Performance is one of the main reasons we try to avoid regular expressions as much as possible. It is much more efficient to use string function like strpos, substr, str_replace, explode, etc if possible.

But there are times we need regular expressions. So we did a little benchmarking to show you, what does our abstraction take out of performance of using native functions. We think that added functionality and usable error handling quite compensates the lost performance but decide for yourself.

MbBench is missing some native function benchmarks as they don't have native implementation.

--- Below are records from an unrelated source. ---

PR #483, opened 2025-09-24
Quickfix Acorn\PackageManifest: ${composerPath} -> {$composerPath}

sybbear:
Hello,
this makes 3 small fixes that stops php from producing 
`[WARNING: Using ${var} in strings is deprecated, use {$var} instead]`

Please make a new release, if it is easy to do on this 2.x branch, so we can enjoy cleaner logs

The same issue is present with version `3`, however since version `4` seems fixed (search by `${`)

Best regards

### DIFF
--- a/src/Roots/Acorn/PackageManifest.php
+++ b/src/Roots/Acorn/PackageManifest.php
@@ -64,7 +64,7 @@ class PackageManifest extends FoundationPackageManifest
         $packages = array_reduce($this->composerPaths, function ($all, $composerPath) {
             $packages = [];
 
-            $path = "${composerPath}/vendor/composer/installed.json";
+            $path = "{$composerPath}/vendor/composer/installed.json";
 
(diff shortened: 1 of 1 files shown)


sybbear:
Any chance to merge this?
@retlehs or someone for the team

Totally harmless fix, however significantly reduces log noise

Log1x:
Is there any particular reason you can't upgrade? The upgrade path should be pretty smooth.

sybbear:
@retlehs @Log1x 
Roots/acorn 3 requires L9 and version 4 requires L10
We have a pretty large system that relies on L8 and we can't upgrade it of now due to vendor constraints.

Is there something else we could do other than forking this? 
I'd write tests for this PR, but there are no tests to write for these kind of changes, since the logic is exactly the same, just correct string interpolation

If you could possibly consider 🙏 😄

sybbear:
Big thank you!

PR #485, opened 2025-10-16
🩹 fix: Relay status code set by WordPress

### LINKED ISSUE #484: `->withRouting(wordpress: true)` serves 200 status code on non-existent pages with trailing slash
### Version

v5.0.5

Server 404 should be the correct status code on `/non-existent/` URLs

### What actually happens?

Server 200 status on `/non-existent/` URLs

Note: The correct 404 status code returns without the trailing slash: `/non-existent`

### Steps to reproduce

1. Add `->withRouting(wordpress: true)` to the bootloader:

```php
Application::configure()
    ->withProviders([
        App\Providers\ThemeServiceProvider::class,
    ])
    ->withRouting(wordpress: true)
    ->boot();
```

2. Check the headers of a non-existent page with a trailing slash at the end

### System info

_No response_

### Log output

```shell

```

Yes

tombroucke:
Fixes #484 
WordPress sets a 404 statuscode in the `WP::handle_404()` method, but that got overwritten by the default status code of the Response class. We can fetch the status set by WP using `http_response_code()`, and pass that in to the `sendHeaders()` method. This will relay all status codes, but I'm assuming if WP throws a 301, we should follow that.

StringBench was added for comparison. It could accomplish roughly the same tasks in testing scenarios.

Gobie\Bench\MbBench
    Method Name              Iterations    Average Time      Ops/second
    ----------------------  ------------  --------------    -------------
    libraryMatch          : [10,000    ] [0.0000252296209] [39,635.95024]
    libraryGet            : [10,000    ] [0.0000270466089] [36,973.21179]
    libraryGetAll         : [10,000    ] [0.0000665599585] [15,024.04784]
    libraryReplace        : [10,000    ] [0.0000590241909] [16,942.20598]
    libraryReplaceCallback: [10,000    ] [0.0000805493355] [12,414.75171]
    libraryGrep           : [10,000    ] [0.0000354112625] [28,239.60314]
    libraryFilter         : [10,000    ] [0.0000871953726] [11,468.49850]
    librarySplit          : [10,000    ] [0.0000985779762] [10,144.25370]

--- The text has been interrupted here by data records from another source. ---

PR #387, opened 2025-09-12
Add OlmoE

smdesai:
This is a port of OlmoE https://github.com/ml-explore/mlx-lm/blob/main/mlx_lm/models/olmoe.py

olmoe


davidkoski:
Perhaps #391 will fix the swift-format issues and this just needs to be rebased once that merges?

PR #391, opened 2025-09-16
update for swift-format 602

davidkoski:
swift-format recently upgraded to 602 and has slightly different formatting which fails CI


davidkoski:
Obsolete with merge of #387

PR #399, opened 2025-09-26
improve swift-format checks -- same as mlx-swift

davidkoski:
This will give better messaging and context when swift-format fails.  I made the same change in mlx-swift when debugging it recently.


angeloskath (approved):
👍

PR #316, opened 2025-05-14
Codable macro

davidkoski:
use ReerCodable macro to allow for default values
 
- make all configuration Sendable and public var as well

PR #401, opened 2025-09-29
add Mamba.swift

nwh:


Libraries/MLXLLM/Models/Mamba.swift
```diff
@@ -0,0 +1,340 @@
...
+
+import Foundation
+import MLX
+import MLXFast
+import MLXLMCommon
+import MLXNN
+
+// port of https://github.com/ml-explore/mlx-lm/blob/main/mlx_lm/models/mamba.py
+
+struct StringKey: CodingKey, ExpressibleByStringLiteral {
```
davidkoski, line 11: You don't need this, see below.

Libraries/MLXLLM/Models/Mamba.swift
```diff
@@ -0,0 +1,340 @@
...
+        let container = try decoder.container(keyedBy: CodingKeys.self)
+        let fallback = try decoder.container(keyedBy: StringKey.self)
+
+        modelType = try container.decode(String.self, forKey: .modelType)
+        vocabSize = try container.decode(Int.self, forKey: .vocabSize)
+        hiddenSize =
+            try container
+            .decodeIfPresent(Int.self, forKey: .hiddenSize)
+            ?? fallback
+            .decode(Int.self, forKey: "d_model")
```
davidkoski, line 62: You can do this with:

```swift
    enum CodingKeys: String, CodingKey {
        case modelType = "model_type"
        case vocabSize = "vocab_size"
        case hiddenSize = "hidden_size"
        case dModel = "d_model"
```

then:

```swift
hiddenSize = try container.decodeIfPresent(Int.self, forKey: .hiddenSize) ?? container.decode(Int.self, forKey: .dModel)
```

#316 will also provide a good solution to this, but it isn't merged yet.

Libraries/MLXLLM/Models/Mamba.swift
```diff
@@ -0,0 +1,340 @@
...
+                processedWeights[key] = value.movedAxis(source: 2, destination: 1)
+            }
+        }
+        return processedWeights
+    }
+
+    public func loraLinearLayers() -> MLXLMCommon.LoRALinearLayers {
+        // TODO ???
+        return []
+    }
```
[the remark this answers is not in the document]
davidkoski: Normally the `q` and `v` projection layers from attention:

```swift
    public func loraLinearLayers() -> LoRALinearLayers {
        model.layers.map { ($0.attention, ["q_proj", "v_proj"]) }
    }
```

but this doesn't seem to have an Attention layer.  It works with any linear layers, so perhaps the `x_proj` and `dt_proj` layers in MambaBlock?

Otherwise maybe just remove the method.  Also, FWIW this type would need to conform to `LoRAModel` for this to work.

Libraries/MLXLLM/Models/Mamba.swift
nwh: I'll just wait for #316 and update the PR using the new macro.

    nativeMatch           : [10,000    ] [0.0000034259081] [291,893.41165]
    nativeGet             : [10,000    ] [0.0000050207376] [199,173.92027]
    nativeReplace         : [10,000    ] [0.0000085228920] [117,331.06558]
    nativeReplaceCallback : [10,000    ] [0.0000239482880] [ 41,756.63837]
    nativeSplit           : [10,000    ] [0.0000068708181] [145,543.07506]


Gobie\Bench\PcreBench
    Method Name              Iterations    Average Time      Ops/second
    ----------------------  ------------  --------------    -------------
    libraryMatch          : [10,000    ] [0.0000344554901] [29,022.95096]
    libraryGet            : [10,000    ] [0.0000327244282] [30,558.21158]
    libraryGetAll         : [10,000    ] [0.0000381940365] [26,182.09784]
    libraryReplace        : [10,000    ] [0.0000430052996] [23,252.94813]
    libraryReplaceCallback: [10,000    ] [0.0000728453159] [13,727.71862]
    libraryGrep           : [10,000    ] [0.0000342110157] [29,230.35109]
    libraryFilter         : [10,000    ] [0.0000352864027] [28,339.52807]
    librarySplit          : [10,000    ] [0.0000331200361] [30,193.20378]

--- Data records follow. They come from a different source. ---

PR #404, opened 2025-10-03
port of granite hybrid moe

smdesai:
This is a port of https://github.com/ml-explore/mlx-lm/blob/main/mlx_lm/models/granitemoehybrid.py 

IMG_0018

https://github.com/user-attachments/assets/3e321994-0a7d-419a-a72e-8fe54103e969

### DIFF
--- a/Libraries/Embedders/Configuration.swift
+++ b/Libraries/Embedders/Configuration.swift
@@ -69,6 +69,13 @@ private class ModelTypeRegistry: @unchecked Sendable {
             let model = NomicBertModel(configuration)
             return model
         },
+        "qwen3": {
+            url in
+            let configuration = try JSONDecoder().decode(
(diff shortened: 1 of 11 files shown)


adrgrondin:
Nice job was working on it too! Works well with Granite 4 h and non-h models.

Just a suggestion maybe better to move SSM code to a SSM.swift file like mlx-lm does?

smdesai:
> Nice job was working on it too! Works well with Granite 4 h and non-h models.
> 
> Just a suggestion maybe better to move SSM code to a SSM.swift file like mlx-lm does?

@adrgrondin  Thanks. I'm glad it works well for you.
Yes, moving the code out is a good idea out as it may help with future mamba style ports.

davidkoski (approved):
Looks good, thank you!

    nativeMatch           : [10,000    ] [0.0000061690331] [162,099.95826]
    nativeGet             : [10,000    ] [0.0000071261883] [140,327.47395]
    nativeGetAll          : [10,000    ] [0.0000095671892] [104,523.90743]
    nativeReplace         : [10,000    ] [0.0000074643373] [133,970.36512]
    nativeReplaceCallback : [10,000    ] [0.0000232770443] [ 42,960.78090]
    nativeGrep            : [10,000    ] [0.0000091099977] [109,769.51120]
    nativeFilter          : [10,000    ] [0.0000103915691] [ 96,231.85746]
    nativeSplit           : [10,000    ] [0.0000077021599] [129,833.71098]


Gobie\Bench\StringBench
    Method Name             Iterations    Average Time      Ops/second
    ---------------------  ------------  --------------    -------------
    stringMatch          : [10,000    ] [0.0000034402609] [290,675.62979]
    stringGet            : [10,000    ] [0.0000050993204] [196,104.56282]
    stringGetAll         : [10,000    ] [0.0000067927361] [147,216.08379]
    stringReplace        : [10,000    ] [0.0000036442518] [274,404.74711]
    stringReplaceCallback: [10,000    ] [0.0000126019001] [ 79,353.11279]
    stringGrep           : [10,000    ] [0.0000082664728] [120,970.57865]
    stringFilter         : [10,000    ] [0.0000143237352] [ 69,814.19186]
    stringSplit          : [10,000    ] [0.0000041101217] [243,301.79650]

You can run the benchmark yourself

$ cd project_root
$ composer install
$ php vendor/athletic/athletic/bin/athletic -p tests/Gobie/Bench -b tests/bootstrap.php

Contribute

Contributions are always welcome as well as any questions or issues.

Unit and integration testing is done via phpunit with configuration file tests/complete.phpunit.xml.